OpenVoiceOS / ovos-tts-plugin-mimic3-server

Apache License 2.0
2 stars 4 forks source link

"Say-as interpret-as" #8

Open ChanceNCounter opened 1 year ago

ChanceNCounter commented 1 year ago

At least one of these is being processed literally by TTS, rather than parsed:

https://github.com/OpenVoiceOS/ovos-tts-plugin-mimic3-server/blob/009def97295ff2971d78231b582bb9ef8f45b3f0/ovos_tts_plugin_mimic3_server/__init__.py#L170-L175

Hence, when it reads a pairing code, you get

say as interpret as spell out Q say as...

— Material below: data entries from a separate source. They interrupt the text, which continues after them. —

PR #2196, opened 2025-01-29
Reduce redundant automated DE jobs (SCP-5905)

bistline:
#### BACKGROUND
Currently, any study eligible for differential expression will automatically launch jobs upon successful ingest of clustering, metadata, or any expression file (raw or processed).  There are checks in place to skip any results that already exist, however if those results are currently processing, this will return false.  This can lead to duplicate jobs being launched after every qualifying ingest until those result files are created.  This doesn't have any negative downstream effect other than needless cloud spend on ingest jobs and duplicate notifications - the result files will be identical, so no data is clobbered by the duplicates - but there could be dozens of redundant jobs launched depending on how many eligible clusters/annotations are present in a study.  AnnData studies are particularly prone to this as their primary ingest jobs are launched within seconds of each other.

#### CHANGES
Now, the `DifferentialExpressionService` will check to see if there are any matching jobs currently running in the Batch API before submitting a new job.  If a job is found, the service will log a message like the following and then exit silently:

```
Checking DE job for SCP167: umap (cell_type__ontology_label--group--study)
Found 1 running DE jobs: projects/broad-singlecellportal-bistlin/locations/us-central1/jobs/job-3eef7a9a-f447-4086-a0af-ab8166d9ee44
Matching these parameters: python ingest_pipeline.py --study-id 67914d3c94ec8f858cdf09ba --study-file-id 679a4c68aafb37e8782f4cb8 --user-metrics-uuid c6a08597-c735-4c93-b069-4b4a74b708ee differential_expression --study-accession SCP167 --annotation-name cell_type__ontology_label --annotation-type group --annotation-scope study --annotation-file gs://fc-4b11a7be-c5d0-40da-8d42-53f58a5a1294/_scp_internal/anndata_ingest/SCP167_679a4c68aafb37e8782f4cb8/h5ad_frag.metadata.tsv.gz --cluster-file gs://fc-4b11a7be-c5d0-40da-8d42-53f58a5a1294/_scp_internal/anndata_ingest/SCP167_679a4c68aafb37e8782f4cb8/h5ad_frag.cluster.X_umap.tsv.gz --cluster-name umap --de-type rest --matrix-file-path gs://fc-4b11a7be-c5d0-40da-8d42-53f58a5a1294/HTAPP-330-SMP-1082_compliant.h5ad --matrix-file-type h5ad --differential-expression
Exiting without queuing new job
```

New jobs using the referenced parameters will be blocked for submission unless the previous run fails or an admin manually launches a new job from the Rails console.

It should be noted that this isn't perfect - it is still subject to a race condition as new jobs do not appear instantly in the Batch API jobs list after submission.  If two qualifying files in the same study finish ingesting within seconds of each other, the upstream check will likely not see the newly created jobs and then submit duplicates.  The window for this is small - usually only about 10-15 seconds - so this drastically reduced the incidence of this issue.

Note: you may have issues testing this manually until [OLS addresses an issue](https://github.com/EBISPOT/ols4/issues/834#issuecomment-2621685051) with some ontology queries.  If you are seeing metadata validation fail, you can comment out the following lines in in `BatchApiClient#format_command_line` (in `app/models/batch_api_client.rb`, staring on line 520):

```
if study_file.use_metadata_convention
  command_line += [
    '--validate-convention', '--bq-dataset', CellMetadatum::BIGQUERY_DATASET,
    '--bq-table', CellMetadatum::BIGQUERY_TABLE
  ]
end
``` 

#### MANUAL TESTING
2. Create a new study, and upload a valid AnnData file (like [compliant_liver.h5ad](https://github.com/broadinstitute/scp-ingest-pipeline/blob/development/tests/data/anndata/compliant_liver.h5ad)), ensuring that you specify you have raw counts
3. Once the cluster/metadata/expression jobs finish, look in `development.log` for a message like the above one.  Note that you potentially could get one set of duplicates, but at least the final ingest should detect the upstream jobs and block submission

### DIFF
--- a/app/lib/differential_expression_service.rb
+++ b/app/lib/differential_expression_service.rb
@@ -164,7 +164,9 @@ class DifferentialExpressionService
     return true if dry_run # exit before submission if specified as annotation was already validated
 
     # check if there's already a job running using these parameters and exit if so
-    job_params = ['--study-file-id', study_file.id.to_s] + params_object.to_options_array
+    job_params = ApplicationController.batch_api_client.format_command_line(
+      study_file:, action: :differential_expression, user_metrics_uuid: user.metrics_uuid, params_object:
+    )
     running = ApplicationController.batch_api_client.find_matching_jobs(
       params: job_params, job_states: BatchApiClient::RUNNING_STATES
     )
--- a/app/lib/differential_expression_service.rb
+++ b/app/lib/differential_expression_service.rb
@@ -169,9 +169,10 @@ class DifferentialExpressionService
       params: job_params, job_states: BatchApiClient::RUNNING_STATES
     )
     if running.any?
-      log_message "Found #{running.count} running DE jobs using these params: #{running.map(&:name).join(', ')}"
-      log_message "Params: #{job_params.join(' ')}"
+      log_message "Found #{running.count} running DE jobs: #{running.map(&:name).join(', ')}"
+      log_message "Matching these parameters: #{job_params.join(' ')}"
       log_message "Exiting without queuing new job"
+      false
     elsif params_object.valid?
       # launch DE job
       job = IngestJob.new(study:, study_file:, user:, action: :differential_expression, params_object:)
--- a/app/lib/differential_expression_service.rb
+++ b/app/lib/differential_expression_service.rb
@@ -163,7 +163,16 @@ class DifferentialExpressionService
     params_object.machine_type = machine_type if machine_type.present? # override :machine_type if specified
     return true if dry_run # exit before submission if specified as annotation was already validated
 
-    if params_object.valid?
+    # check if there's already a job running using these parameters and exit if so
+    job_params = ['--study-file-id', study_file.id.to_s] + params_object.to_options_array
+    running = ApplicationController.batch_api_client.find_matching_jobs(
+      params: job_params, job_states: BatchApiClient::RUNNING_STATES
+    )
+    if running.any?
+      log_message "Found #{running.count} running DE jobs using these params: #{running.map(&:name).join(', ')}"
+      log_message "Params: #{job_params.join(' ')}"
+      log_message "Exiting without queuing new job"
+    elsif params_object.valid?
       # launch DE job
       job = IngestJob.new(study:, study_file:, user:, action: :differential_expression, params_object:)
       job.delay.push_remote_and_launch_ingest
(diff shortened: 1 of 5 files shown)


eweitz (commented):
> Now, the DifferentialExpressionService will check to see if there are any matching jobs currently running in the Batch API before submitting a new job. If a job is found, the service will log a message like the following and then exit silently

This seems like it could preserve inaccurate DE results, and thus yield scientific bugs.

If DE is computing for old data, and new GEX data or cell type annotations (with the same file names as old data) is added to the study before the old DE job completes, then this seems like it would skip computing DE on the new data.  

That would keep DE results for old data.  So it seems the SCP DE UI would show the old DE data alongside new -- and perhaps substantially different -- underlying GEX or annotation data.  Those DE results would be incorrect.

Potential options that would avoid such data integrity issues:
1.  Keep prior solution.  It's more expensive, but more correct than PR's current approach.  (It's still vulnerable to race conditions, but correct more often as it starts jobs for newer data later.)
2.  [Cancel](https://cloud.google.com/batch/docs/cancel-job) matching DE jobs and rollback any DB writes and bucket files from ongoing DE job for old data, then launch DE job for new data.  So only 1 job would run at a time for a given match (i.e., CLI signature).  This is less expensive than Option 1, and most correct.
3.  Option 2, but augment `find_matching_jobs` to account for MD5 hash or CRC32C hash in the [object metadata](https://cloud.google.com/storage/docs/viewing-editing-metadata#view) of underlying files.  If find_matching_jobs and hash match are true, then skip like current PR approach.  If false, then apply Option 2.  Less expensive than Option 2, tied for most correct.

eweitz (approved):
I overlooked that the CLI signature includes unique file IDs, in addition to files names.  So my prior concern doesn't apply.  Thanks to Jean for noting in standup.  Code looks good!

bistline:
> I overlooked that the CLI signature includes unique file IDs, in addition to files names. So my prior concern doesn't apply. Thanks to Jean for noting in standup. Code looks good!

Yes, that should address the concerns you outlined.  Even if a user replaces data with files of the exact same name, the file IDs would be different.  In that scenario it would launch new jobs that would replace the ones still being processed.  There is a _small_ chance of a collision if they both complete around the same time, but this would be a massive confluence of race conditions and I don't think it's worth guarding against.  We can always manually rerun jobs if we think this might have happened.

jlchang (approved):
Functional review: my attempt didn't run into redundant jobs.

This is both extremely annoying and entirely unhelpful, but fortunately it's also a bug =P

ChanceNCounter commented 1 year ago

Assigned to Jarbas because I don't know what that's supposed to parse to, and git blames Jarbas

JarbasAl commented 1 year ago

taken directly from upstream, no idea what the reasoning behind that is

ChanceNCounter commented 1 year ago

@MaxBachmann Sorry to bother you, but it looks like this is being passed to gruut and I can’t spot a problem with the input.

Am I missing something, or is this internal to Mimic, rather than a bug in the above snippet or in gruut?

maxbachmann commented 1 year ago

It has been a while since I looked into these projects. Gruut appears to support this SSML:

>>> next(gruut.sentences('<say-as interpret-as="spell-out">A</say-as>', ssml=True, lang="en"))
Sentence(idx=0, text='A', text_with_ws='A', text_spoken='A', par_idx=0, lang='en', voice='', words=[Word(idx=0, text='A', text_with_ws='A', leading_ws='', trailing_ws='', sent_idx=0, par_idx=0, lang='en', voice='', pos='DT', phonemes=['ˈeɪ'], is_major_break=False, is_minor_break=False, is_punctuation=False, is_break=False, is_spoken=True, pause_before_ms=0, pause_after_ms=0, marks_before=None, marks_after=None)], pause_before_ms=0, pause_after_ms=0, marks_before=None, marks_after=None)

@synesthesiam is probably the right person to ask on this topic

goldyfruit commented 1 year ago

I have the same issue as well with my SONOS skill, no issue when switching to Polly.

https://github.com/smartgic/skill-sonos-controller/blob/main/utils.py#L110

synesthesiam commented 1 year ago

Gruut has different pronunciations for some individual letters, such as "A" in "A light turned on" vs. "A B C are letters" (pronounced "uh" vs "ey"). It doesn't try to guess the context, so this needs to be provided externally via SSML.

ChanceNCounter commented 1 year ago

🙏That was the hint I needed. I’m on a phone, but @JarbasAl @goldyfruit:

https://github.com/OpenVoiceOS/ovos-tts-plugin-mimic3-server/blob/f21094ba5d068e023c29699cd156f7390065dbaf/ovos_tts_plugin_mimic3_server/__init__.py#L116-L123

ssml is a bool, and presumably should be a param sent to Mimic, but is discarded.